I bought a few kimonos for 500 Yen each. These are of top quality fabric and were well worth the money. I am a proud owner of the beautiful kimonos pictured above which are hanging in my wardrobe at the moment. There were some for even 300 Yen!

NB: The Kobo-san Kyoto Market is one of the very few markets where you can negotiate and bargain over the products.

Timeless Travel Step Best Tips:

There are so many stalls and you just have to keep looking till you find the right stall 😊. If you see something you really like at a good price, grab it. It won’t be there if you return in an hour! On the other hand, if you wait till after 2 or 3 pm, you will find some really good bargains as the crowd begins to dwindle after lunch and vendors begin to pack-up for the day.

Kyoto flea markets

1.3 | Street Food at Kobo-san Kyoto Market

Yakitori | Japan food | Kyoto markets | timelesstravelsteps.com
Yakitori

Aside from the bargain-hunting for traditional garments and fantastic souvenirs, the Kobo-san flea market in Kyoto offers a great opportunity to experience the variety of Japanese street food. From yakitori (grilled meat on skewers), or takoyaki to Hiroshima style okonomiyaki.

1.3.1 | Okonomiyaki | Food at flea markets in Kyoto

Okonomiyaki | Kyoto markets | timelesstravelsteps.com
Okonomiyaki

Try the okonomiyaki if you feel like having something substantial. It is a Japanese-style savoury pancake, topped with layers of cabbage, meat, noodles and a choice of octopus or fish, with lots of okonomiyaki sauce (a combination of ketchup, Worcestershire sauce, oyster sauce, sugar or honey).

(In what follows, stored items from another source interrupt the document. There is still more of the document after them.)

PR #1252, opened 2018-11-10
[LIBCLOUD-1022] Enhance digitalocean dns driver with `ttl` parameter

kiniou:
### Description

DigitalOcean provides a parameter to update dns records with `ttl` but the current driver's code actually doesn't support it.

For reference:

- https://developers.digitalocean.com/documentation/v2/#update-a-domain-record
- https://developers.digitalocean.com/documentation/v2/#create-a-new-domain-record

### Status

ready for review

- [ ] Documentation


kiniou:
Hi 👋

I was not sure if the `ttl` parameters should go directly in methods signature or in `extra` arguments.

There seems to be some inconsistence between some drivers (eg. [powerdns](https://github.com/apache/libcloud/blob/trunk/libcloud/dns/drivers/powerdns.py#L189)) and [documentation](https://libcloud.readthedocs.io/en/latest/dns/examples.html#create-a-record-with-a-custom-ttl).

Just let me know if i need to do the switch 😉.

tonybaloney:
thanks for the contribution @kiniou 
the `ttl` parameter should go in the method signature for zones, and in the `extra` dict for records. I appreciate that makes little sense!

libcloud/dns/drivers/digitalocean.py
```diff
@@ -178,6 +178,10 @@ def create_record(self, name, zone, type, data, extra=None):
                 params['weight'] = extra['weight']
             except KeyError:
                 params['weight'] = 'null'
+            try:
+                params['ttl'] = extra['ttl']
```
tonybaloney, line 183: `params['ttl'] = extra.get('ttl', None)` is a little cleaner

tonybaloney (changes requested):

libcloud/dns/drivers/digitalocean.py
kiniou: :ok_hand: I also thought it would be cleaner to do `extra.get` but I thought the actual try-catch based code was following some coding rules i should follow. Maybe it would be more readable to do this on the others parameters. 

Anyway, I'll edit PR with your suggestion :wink:

kiniou: According to the relevant DigitalOcean API documentations, the `ttl` can not be nulled and I've just tested the change to `extra.get('ttl', None)` and the API response fails with an error 500.

I've looked for a better syntactic way but i think the try-catch structure is the only way to not include this parameter if it does not exists.

vdloo: you could do something like this:
```
if 'ttl' in extra:
    params['ttl'] = extra['ttl']
```

kiniou: Yes ! :man_facepalming:
Thank you !

Kami:
Re ``ttl`` in the ``extra`` attribute - it looks like a lot of the existing drivers support TTL attribute for records so I think it would be time to "promote" this attribute from ``extra`` to ``ttl`` argument in create / update record methods in the next major release.

For backward compatibility reasons we should still support ``ttl`` in extra, with ``ttl` having precedence over extra attribute.

Kami (approved):

Kami:
Sorry for the delay.

I made a small change (ec563f995c5080acba0087c20408a13df58b3d51) and merged changes into trunk. Thanks again for your contribution.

Recommended read: Okonomiyaki Hiroshima’s Soul Food

1.3.2 | Takoyaki

takoyaki | Kyoto markets | timelesstravelsteps.com
takoyaki in special moulded pan | street food at Kyoto markets

Takoyaki is a popular Japanese snack. It is ball-shaped, made of wheat flour batter and cooked in special moulded pan.

takoyaki2. | flea markets in Kyoto | timelesstravelsteps.com

These dough balls are filled with pieces of octopus, pickled ginger and onions but you can hardly taste the ginger or the onions. It is topped with takoyaki sauce (similar to Worcestershire sauce) and Japanese mayonnaise, sprinkled with aonori or green laver (an edible green seaweed). Takoyaki is sometimes topped with shavings of dried bonito.

I must admit that takoyaki is not one of my favourite of Japanese food. People differ in taste, therefore I suggest that you try it at least once!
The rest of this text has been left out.